# Home made blue bowl



## samuel-a (Mar 8, 2014)

Hi all...

I finally had some time today to play with an idea i had for ages... - running ashed chips through a blue bowl. The chips that i ran here were ashed chemically, not incinirated. But believe it will be similar. 
The sample was very small - 15g of thin square IC's.

It took me about an hour to scavange all the equipment i needed and improvise it to a fully functioning Macgyver style BB. Took an old 10 liter chemicals bottle i had, cut it to size and cut a hole in the middle. Then, i cut with a box cutter the neck of a root beer bottle, aligned it and glued it to the bottom to form the inveted funnel.

Inspite of it not being perfectly tuned, It worked wonderfully in removing the the crap off the gold bond wires and silicon cores.

Took a 5 gal bucket, placed a small wood frame to hold the BB, throw in a large aquarium pump and placed the outlet in the BB:





And here's the result..






Took a little video (it is private on youtube, so only you can see it):
https://www.youtube.com/watch?v=uD877wqJz2k

Next step is to attach the in water hose to the wall of the bowl so it will run the water horizontally (180 degrees), Cahnge to a better valve to control the flow of water and placing it in the middle of the hose unlike now whare it is the outlet.

Your thoughts...? :mrgreen:


----------



## bmgold2 (Mar 8, 2014)

samuel-a said:


> Took a little video (it is private on youtube, so only you can see it):
> https://www.youtube.com/watch?v=uD877wqJz2k



Must be too private.

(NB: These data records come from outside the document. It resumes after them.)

PR #1347, opened 2019-01-14
Add seatmap guide

kul3r4:
This adds an AMP seatmap guide implementation.
I wasn't able to get the code snippet to proper render, it contains some server side code such as {{#name of the variable}} which I don't know how to escape.
I tried with 
`{% raw %}{{#name of the variable}}{% endraw %}` but it still doesn't work, I think because it's not inside an html tag. (you can take a look at the code to see what I exactly mean)

@pbakaus @CrystalFaith any idea how to fix this in grow.io?


kul3r4:
@matthiasrohmer I think we are ready to merge this PR if it looks ok for you.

It won't let me see it.


----------



## necromancer (Mar 8, 2014)

locked out, + i don't have a youtube account, can you embed it in this thread ?

as for the idea its great, not only is it made from mostly scraps but its practical & works well.

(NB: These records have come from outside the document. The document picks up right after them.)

PR #1348, opened 2019-01-14
Migrate playground

sebastianbenz:
* adds playground from ampbyexample
* introduces embed mode, test via: http://localhost:8080/playground/embed#mode=Responsive&url=https://ampbyexample.com/introduction/hello_world/source/
* adds playground backend to platform (not sure if this a good way to do
it)
* adds playground build script to platform, which needs to be invoked
manually for now.
* implements fetch playground api

Note: component list api is not yet migrated from Go.


sebastianbenz:
Note for review, the following files are new, the rest is simply copied from ampbyexample:

* development.js (which still needs a webpack integration for local dev)
* backend/**/*
* src/embed-mode/ (which is used in src/document/controller)

Sorry, I should've split this into two PRs.

sebastianbenz:
One more thing: the normal playground looks broken now due to the dark theme.

sebastianbenz:
I think that we don't need to serve the playground from a different (sub)domain for the format sampler. It's only needed if we're using components that require local storage / cookies to work (amp-user-notification,...). 

However, it think it'd be best to serve the playground from a different subdomain: `playground.amp.dev`. //cc @pbakaus

PR #1357, opened 2019-01-21
Locally host custom fonts

sebastianbenz:
...to improve page load performance.

- adds custom font imports to base.scss
- adds preloads to playground
- adds preloads to default layout template
- adds downloaded versions of Google Fonts.

I'm not aware of a simple way to avoid duplicating the preload
declarations. Maybe we should switch the playground to j2 templates as
well.

Other future optimization would be using amp-font, we'd need to
configure a good default fallback for that case though.


matthiasrohmer:
Took care of the needed adjustments, works fine for the Grow pod and also seems to for the playground. If you have trouble getting Grow to run try `npm run develop -- --clean-samples` - it might have problems with updated routes.

PR #1364, opened 2019-01-30
add google analytics

sebastianbenz:


sebastianbenz:
@jeffjose can you please take a look whether I've setup things correctly
@matthiasrohmer please check if I wired things up correctly and if all templates now have an analytics integration.

boilerplate/templates/index.html
```diff
@@ -272,23 +272,19 @@ <h3>Bookend Sample</h3>
          role="button"
          on="tap:boilerplate.scrollTo(duration=200)"
          class="fab">View Code</div>
-    <amp-analytics type="googleanalytics" id="analytics">
-      <script type="application/json">
-        {
-          "vars": {
-            "account": "UA-73836974-1"
-          },
-          "triggers": {
```
jeffjose: Did we miss porting over `triggers` over to the new setup/

sebastianbenz: I thought that this is not really needed as page views are tracked by default. Or am I wrong about this?

matthiasrohmer:
LGTM at first glance. I'd like to take another look tomorrow with a clear mind. Something minor I thought about immediately is that we could disable tracking for local development and staging at least for all pages generated by Grow, if it helps. Would be something along the lines of

```jinja2
{% if not doc.pod.env.dev and not podspec.env.name == 'staging' %}
<amp-analytics ...>
```

sebastianbenz:
Tracking is disabled for staging and localhost via GA.

boilerplate/templates/index.html
sebastianbenz: We discussed this offline.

using gravity flow, brilliant & you can use the same water over and over again. just dont let the mosquito's bread in it LOL 

you may get more ideas from taking a look at the growing beds at a hydroponics shop.

i say 8 free points for you samuel-a


----------



## samuel-a (Mar 8, 2014)

Sorry, it should work now.

For some reason, the embedding option does not work.


----------



## FrugalRefiner (Mar 8, 2014)

Yep. Worked for me. Very nice Sam!!

Dave


----------



## necromancer (Mar 8, 2014)

i see these at thrift shops all the time







bunt cake bowl


EDIT: added description.


----------



## sharkhook (Mar 9, 2014)

I like it. Necromancer had the same idea I did, except I thought of the angel food cake pan. Some are flat on top with ridges in them also.


----------



## niteliteone (Mar 9, 2014)

Good work Sam
Here are 2 pics of my Blue Bowl so you can see where they bring in the water and the slope of the cone to help fine tune what goes out the top.
Maybe use a tall funnel and cut the spout off to get the sloped cone, it might work.

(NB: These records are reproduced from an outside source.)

PR #1371, opened 2019-02-06
Add serviceworker

sebastianbenz:


sebastianbenz:
@prateekbh thanks for taking a look. Any other features we should add?

PR #1378, opened 2019-02-08
🐛 Fix broken references.

matthiasrohmer:
There were indeed broken references in the docs I migrated last-minute, sorry.


matthiasrohmer:
> Did these cause the build to fail?

Most probably. A local build with `--import` did go fine for me now.

sebastianbenz:
Did it actually run the import? If false references in docs break the import something is seriously wrong...

PR #1381, opened 2019-02-08
more robust error handling

sebastianbenz:


matthiasrohmer:
Waiting for the `close` event on the Grow stream instead of inspecting logs is a good idea. That probably also makes the timeout in `pipeline.js` obsolete. Throwing errors for minifying is basically also fine for me I am just pondering if we should postpone that change to when there is something on staging again.

sebastianbenz:
Simplified the PR. We probably don't need the `when` part at all. `close` and checking if `statusCode === 0` should be sufficient (assuming grow returns status=1 if rendering fails). 

@matthiasrohmer PTAL

matthiasrohmer:
Seems good 🙂At least a purposefully broken local build exits properly.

PS. pardon the dust. I haven't used it yet this year.


----------



## nickvc (Mar 9, 2014)

Sam as usual very inventive and works well for the price 8)


----------



## kjavanb123 (May 14, 2014)

All,

I built a bowl trying to mimic what Sam had done here, I ran the left over ash from panning, here are result, the bowl is cake funnel.

The BB,



My blue well gray bowl in action,



Almost finished cleaning the junk from the heavy metals,



I learned the angel and location of the water hose is very critical also water pressure, so valve is a must in this system, plus eventhough I had used mortat pestel to grind the ash, and filter, still I could see poder size along bigger sizes mixed, so a homogenius sizing will improve the performance and control the loss.
Addition of liquid soap is a must.

Will try more experiments tommorow.

Regards
Krvin


----------



## necromancer (May 14, 2014)

try these for getting a nice cut of the centre part

http://www.harborfreight.com/straight-cut-aviation-snips-39611.html

they come in left, right & straight cut

wiss make good tools, this is just a image so you can see the tool, i can cut a 5 mm circle out of a pop can with these


----------



## goldenchild (May 14, 2014)

Sam,

If the forum had a MacGyver award you would definitely be a front runner for it. You take common household materials and apply them to the task at hand very effectively. I just got done processing about 2 pounds of IC ash using the stir and pour method. It's very wasteful and not fun to say the least. I will definitely have to make one of these in the future if I am to continue processing ICs. Good job 8)


----------



## samuel-a (May 15, 2014)

Mario,

Thanks bud.

IMHO, to run crushed ash from incineration would need alot of fine tuning. I found that i'm losing a lot of gold in the form of very small lengths of broken bond wire.

p.s - here's a glimpse to the next project... :twisted:


----------



## Reno Chris (May 21, 2014)

One of the critical things about blue bowls is that the input feed must be sieved to tight limits. You cannot run big and little particles together. The operation of the thing is based on resistance to water flows, and big and little pieces resist flow differently. If they are essentially the same size, then the density difference allows the water to sort the two and not and the sorting is not affected by any size difference. The guy who makes these things sells them with a 30 mesh screen.


----------



## kjavanb123 (May 21, 2014)

Hi,

I did screen them prior to using BB, but I decided to leach the ash and all the ferrous parts using sodium cyanide and peroxide roll on my ball mill in a bucket for at least 10-15 minutes to make sure cyanide can reach all the PMs in the ash, the filter press it, run the ferrous part in the same cyanide solution to get any gold plating, I am thinking with the agitation it gets in cyanide, the recovery rate would be higher than gravity separation.

Thanks for the tip though,
Regards
Kevin


----------



## Reno Chris (May 21, 2014)

Dissolving gold in cyanide with no oxidizer beyond the oxygen in the air is a slow process. Most mines give 24 to 48 hours to dissolve particles of gold 50 microns in size and smaller. Most mines that have coarser gold have a gravity circuit to catch the coarser stuff and cyanide to catch the tiny fragments. 
I don't know your system, but I am not sure that 10 to 15 minutes will be enough time to fully take the gold into a cyanide solution.


----------



## kjavanb123 (May 21, 2014)

Reno,

I meant sodium cyanide/ hydrogen peroxide leaching the ashes, since most of copper is removed not worried about gold plating on copper.

Thanks
Kevin


----------



## ericrm (Dec 21, 2014)

samuel-a said:


> Mario,
> 
> Thanks bud.
> 
> ...



sam how did the incinerator projet ended up


----------